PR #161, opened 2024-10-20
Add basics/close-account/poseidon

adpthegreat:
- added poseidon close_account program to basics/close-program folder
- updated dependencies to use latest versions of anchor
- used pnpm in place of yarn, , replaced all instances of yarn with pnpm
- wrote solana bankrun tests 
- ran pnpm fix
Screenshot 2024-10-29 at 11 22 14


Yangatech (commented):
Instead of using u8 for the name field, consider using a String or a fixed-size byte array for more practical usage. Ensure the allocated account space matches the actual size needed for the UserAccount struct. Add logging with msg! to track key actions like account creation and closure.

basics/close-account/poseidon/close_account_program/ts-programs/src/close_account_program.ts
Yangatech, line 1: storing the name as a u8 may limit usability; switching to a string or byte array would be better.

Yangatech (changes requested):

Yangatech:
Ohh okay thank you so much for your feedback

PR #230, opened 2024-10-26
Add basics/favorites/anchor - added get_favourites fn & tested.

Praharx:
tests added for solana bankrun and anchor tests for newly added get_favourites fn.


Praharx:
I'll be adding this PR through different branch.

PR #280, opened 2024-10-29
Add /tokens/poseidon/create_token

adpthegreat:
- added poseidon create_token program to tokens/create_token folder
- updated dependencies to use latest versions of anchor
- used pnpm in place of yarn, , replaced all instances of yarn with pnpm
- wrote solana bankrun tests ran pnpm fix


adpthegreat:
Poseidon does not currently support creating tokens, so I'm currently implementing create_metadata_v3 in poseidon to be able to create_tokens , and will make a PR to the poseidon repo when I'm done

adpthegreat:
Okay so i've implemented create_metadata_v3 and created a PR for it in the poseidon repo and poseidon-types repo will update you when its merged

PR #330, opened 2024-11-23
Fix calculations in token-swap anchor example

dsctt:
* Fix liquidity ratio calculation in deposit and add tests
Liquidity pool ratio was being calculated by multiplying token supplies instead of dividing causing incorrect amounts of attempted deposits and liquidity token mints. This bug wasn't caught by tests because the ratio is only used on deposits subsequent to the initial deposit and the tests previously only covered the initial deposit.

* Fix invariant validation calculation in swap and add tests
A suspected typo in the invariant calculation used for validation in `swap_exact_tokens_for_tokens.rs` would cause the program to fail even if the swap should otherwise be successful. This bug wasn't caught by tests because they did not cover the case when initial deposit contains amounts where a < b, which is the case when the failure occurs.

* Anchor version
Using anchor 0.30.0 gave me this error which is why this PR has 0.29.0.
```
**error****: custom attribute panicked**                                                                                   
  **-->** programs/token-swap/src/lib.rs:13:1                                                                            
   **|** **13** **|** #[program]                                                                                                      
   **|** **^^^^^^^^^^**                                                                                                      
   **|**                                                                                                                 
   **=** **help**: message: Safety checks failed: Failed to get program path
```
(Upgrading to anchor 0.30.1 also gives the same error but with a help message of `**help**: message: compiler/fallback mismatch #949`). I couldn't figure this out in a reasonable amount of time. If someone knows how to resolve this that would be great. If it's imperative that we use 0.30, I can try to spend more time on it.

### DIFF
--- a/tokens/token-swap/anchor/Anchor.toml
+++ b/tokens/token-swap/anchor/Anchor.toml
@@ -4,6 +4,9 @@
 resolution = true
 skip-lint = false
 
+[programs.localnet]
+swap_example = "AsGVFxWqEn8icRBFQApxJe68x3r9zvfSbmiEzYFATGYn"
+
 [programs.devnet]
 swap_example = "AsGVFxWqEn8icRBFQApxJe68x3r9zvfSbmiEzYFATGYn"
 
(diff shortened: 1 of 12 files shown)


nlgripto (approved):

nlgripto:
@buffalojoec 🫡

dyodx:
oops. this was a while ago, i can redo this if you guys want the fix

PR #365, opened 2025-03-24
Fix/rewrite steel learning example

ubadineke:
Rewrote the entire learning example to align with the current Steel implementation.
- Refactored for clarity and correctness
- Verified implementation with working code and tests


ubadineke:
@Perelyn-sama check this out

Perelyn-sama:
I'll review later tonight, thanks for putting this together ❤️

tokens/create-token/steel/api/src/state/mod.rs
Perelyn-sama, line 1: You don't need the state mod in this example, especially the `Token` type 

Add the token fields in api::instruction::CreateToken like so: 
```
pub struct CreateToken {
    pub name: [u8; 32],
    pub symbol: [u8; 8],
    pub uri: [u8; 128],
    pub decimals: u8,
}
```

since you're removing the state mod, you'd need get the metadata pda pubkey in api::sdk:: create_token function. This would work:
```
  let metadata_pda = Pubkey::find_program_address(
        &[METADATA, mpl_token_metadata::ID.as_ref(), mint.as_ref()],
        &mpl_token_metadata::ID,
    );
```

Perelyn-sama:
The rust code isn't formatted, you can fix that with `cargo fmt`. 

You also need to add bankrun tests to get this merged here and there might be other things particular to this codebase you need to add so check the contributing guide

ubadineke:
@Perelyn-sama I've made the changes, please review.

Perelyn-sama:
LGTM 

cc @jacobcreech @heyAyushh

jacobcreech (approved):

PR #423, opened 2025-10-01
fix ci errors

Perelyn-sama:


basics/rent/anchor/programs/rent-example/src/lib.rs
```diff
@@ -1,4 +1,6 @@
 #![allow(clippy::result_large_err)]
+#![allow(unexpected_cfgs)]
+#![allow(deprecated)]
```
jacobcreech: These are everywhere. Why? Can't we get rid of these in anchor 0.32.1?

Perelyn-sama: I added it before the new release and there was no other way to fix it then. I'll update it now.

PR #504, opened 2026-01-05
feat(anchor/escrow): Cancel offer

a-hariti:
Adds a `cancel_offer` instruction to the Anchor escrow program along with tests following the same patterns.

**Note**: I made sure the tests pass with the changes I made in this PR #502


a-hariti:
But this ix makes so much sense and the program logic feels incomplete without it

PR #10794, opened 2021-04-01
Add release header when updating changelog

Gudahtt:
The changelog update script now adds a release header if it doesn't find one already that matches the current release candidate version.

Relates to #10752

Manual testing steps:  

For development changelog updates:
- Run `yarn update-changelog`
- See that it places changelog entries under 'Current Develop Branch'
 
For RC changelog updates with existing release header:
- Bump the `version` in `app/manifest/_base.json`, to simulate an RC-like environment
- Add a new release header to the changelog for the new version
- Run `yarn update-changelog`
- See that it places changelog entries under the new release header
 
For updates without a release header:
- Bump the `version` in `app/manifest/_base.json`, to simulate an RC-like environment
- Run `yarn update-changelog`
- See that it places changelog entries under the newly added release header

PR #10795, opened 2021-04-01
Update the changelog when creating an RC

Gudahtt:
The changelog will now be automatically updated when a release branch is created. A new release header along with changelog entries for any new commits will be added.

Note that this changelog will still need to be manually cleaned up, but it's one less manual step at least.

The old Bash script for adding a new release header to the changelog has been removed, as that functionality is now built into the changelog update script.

ABOUT THIS EXERCISE ▸ Each line above is to be restated exactly as it stands.

ANSWER TO THE PROBLEM ▸
PR #161, opened 2024-10-20
Add basics/close-account/poseidon

adpthegreat:
- added poseidon close_account program to basics/close-program folder
- updated dependencies to use latest versions of anchor
- used pnpm in place of yarn, , replaced all instances of yarn with pnpm
- wrote solana bankrun tests 
- ran pnpm fix
Screenshot 2024-10-29 at 11 22 14


Yangatech (commented):
Instead of using u8 for the name field, consider using a String or a fixed-size byte array for more practical usage. Ensure the allocated account space matches the actual size needed for the UserAccount struct. Add logging with msg! to track key actions like account creation and closure.

basics/close-account/poseidon/close_account_program/ts-programs/src/close_account_program.ts
Yangatech, line 1: storing the name as a u8 may limit usability; switching to a string or byte array would be better.

Yangatech (changes requested):

Yangatech:
Ohh okay thank you so much for your feedback

PR #230, opened 2024-10-26
Add basics/favorites/anchor - added get_favourites fn & tested.

Praharx:
tests added for solana bankrun and anchor tests for newly added get_favourites fn.


Praharx:
I'll be adding this PR through different branch.

PR #280, opened 2024-10-29
Add /tokens/poseidon/create_token

adpthegreat:
- added poseidon create_token program to tokens/create_token folder
- updated dependencies to use latest versions of anchor
- used pnpm in place of yarn, , replaced all instances of yarn with pnpm
- wrote solana bankrun tests ran pnpm fix


adpthegreat:
Poseidon does not currently support creating tokens, so I'm currently implementing create_metadata_v3 in poseidon to be able to create_tokens , and will make a PR to the poseidon repo when I'm done

adpthegreat:
Okay so i've implemented create_metadata_v3 and created a PR for it in the poseidon repo and poseidon-types repo will update you when its merged

PR #330, opened 2024-11-23
Fix calculations in token-swap anchor example

dsctt:
* Fix liquidity ratio calculation in deposit and add tests
Liquidity pool ratio was being calculated by multiplying token supplies instead of dividing causing incorrect amounts of attempted deposits and liquidity token mints. This bug wasn't caught by tests because the ratio is only used on deposits subsequent to the initial deposit and the tests previously only covered the initial deposit.

* Fix invariant validation calculation in swap and add tests
A suspected typo in the invariant calculation used for validation in `swap_exact_tokens_for_tokens.rs` would cause the program to fail even if the swap should otherwise be successful. This bug wasn't caught by tests because they did not cover the case when initial deposit contains amounts where a < b, which is the case when the failure occurs.

* Anchor version
Using anchor 0.30.0 gave me this error which is why this PR has 0.29.0.
```
**error****: custom attribute panicked**                                                                                   
  **-->** programs/token-swap/src/lib.rs:13:1                                                                            
   **|** **13** **|** #[program]                                                                                                      
   **|** **^^^^^^^^^^**                                                                                                      
   **|**                                                                                                                 
   **=** **help**: message: Safety checks failed: Failed to get program path
```
(Upgrading to anchor 0.30.1 also gives the same error but with a help message of `**help**: message: compiler/fallback mismatch #949`). I couldn't figure this out in a reasonable amount of time. If someone knows how to resolve this that would be great. If it's imperative that we use 0.30, I can try to spend more time on it.

### DIFF
--- a/tokens/token-swap/anchor/Anchor.toml
+++ b/tokens/token-swap/anchor/Anchor.toml
@@ -4,6 +4,9 @@
 resolution = true
 skip-lint = false
 
+[programs.localnet]
+swap_example = "AsGVFxWqEn8icRBFQApxJe68x3r9zvfSbmiEzYFATGYn"
+
 [programs.devnet]
 swap_example = "AsGVFxWqEn8icRBFQApxJe68x3r9zvfSbmiEzYFATGYn"
 
(diff shortened: 1 of 12 files shown)


nlgripto (approved):

nlgripto:
@buffalojoec 🫡

dyodx:
oops. this was a while ago, i can redo this if you guys want the fix

PR #365, opened 2025-03-24
Fix/rewrite steel learning example

ubadineke:
Rewrote the entire learning example to align with the current Steel implementation.
- Refactored for clarity and correctness
- Verified implementation with working code and tests


ubadineke:
@Perelyn-sama check this out

Perelyn-sama:
I'll review later tonight, thanks for putting this together ❤️

tokens/create-token/steel/api/src/state/mod.rs
Perelyn-sama, line 1: You don't need the state mod in this example, especially the `Token` type 

Add the token fields in api::instruction::CreateToken like so: 
```
pub struct CreateToken {
    pub name: [u8; 32],
    pub symbol: [u8; 8],
    pub uri: [u8; 128],
    pub decimals: u8,
}
```

since you're removing the state mod, you'd need get the metadata pda pubkey in api::sdk:: create_token function. This would work:
```
  let metadata_pda = Pubkey::find_program_address(
        &[METADATA, mpl_token_metadata::ID.as_ref(), mint.as_ref()],
        &mpl_token_metadata::ID,
    );
```

Perelyn-sama:
The rust code isn't formatted, you can fix that with `cargo fmt`. 

You also need to add bankrun tests to get this merged here and there might be other things particular to this codebase you need to add so check the contributing guide

ubadineke:
@Perelyn-sama I've made the changes, please review.

Perelyn-sama:
LGTM 

cc @jacobcreech @heyAyushh

jacobcreech (approved):

PR #423, opened 2025-10-01
fix ci errors

Perelyn-sama:


basics/rent/anchor/programs/rent-example/src/lib.rs
```diff
@@ -1,4 +1,6 @@
 #![allow(clippy::result_large_err)]
+#![allow(unexpected_cfgs)]
+#![allow(deprecated)]
```
jacobcreech: These are everywhere. Why? Can't we get rid of these in anchor 0.32.1?

Perelyn-sama: I added it before the new release and there was no other way to fix it then. I'll update it now.

PR #504, opened 2026-01-05
feat(anchor/escrow): Cancel offer

a-hariti:
Adds a `cancel_offer` instruction to the Anchor escrow program along with tests following the same patterns.

**Note**: I made sure the tests pass with the changes I made in this PR #502


a-hariti:
But this ix makes so much sense and the program logic feels incomplete without it

PR #10794, opened 2021-04-01
Add release header when updating changelog

Gudahtt:
The changelog update script now adds a release header if it doesn't find one already that matches the current release candidate version.

Relates to #10752

Manual testing steps:  

For development changelog updates:
- Run `yarn update-changelog`
- See that it places changelog entries under 'Current Develop Branch'
 
For RC changelog updates with existing release header:
- Bump the `version` in `app/manifest/_base.json`, to simulate an RC-like environment
- Add a new release header to the changelog for the new version
- Run `yarn update-changelog`
- See that it places changelog entries under the new release header
 
For updates without a release header:
- Bump the `version` in `app/manifest/_base.json`, to simulate an RC-like environment
- Run `yarn update-changelog`
- See that it places changelog entries under the newly added release header

PR #10795, opened 2021-04-01
Update the changelog when creating an RC

Gudahtt:
The changelog will now be automatically updated when a release branch is created. A new release header along with changelog entries for any new commits will be added.

Note that this changelog will still need to be manually cleaned up, but it's one less manual step at least.

The old Bash script for adding a new release header to the changelog has been removed, as that functionality is now built into the changelog update script.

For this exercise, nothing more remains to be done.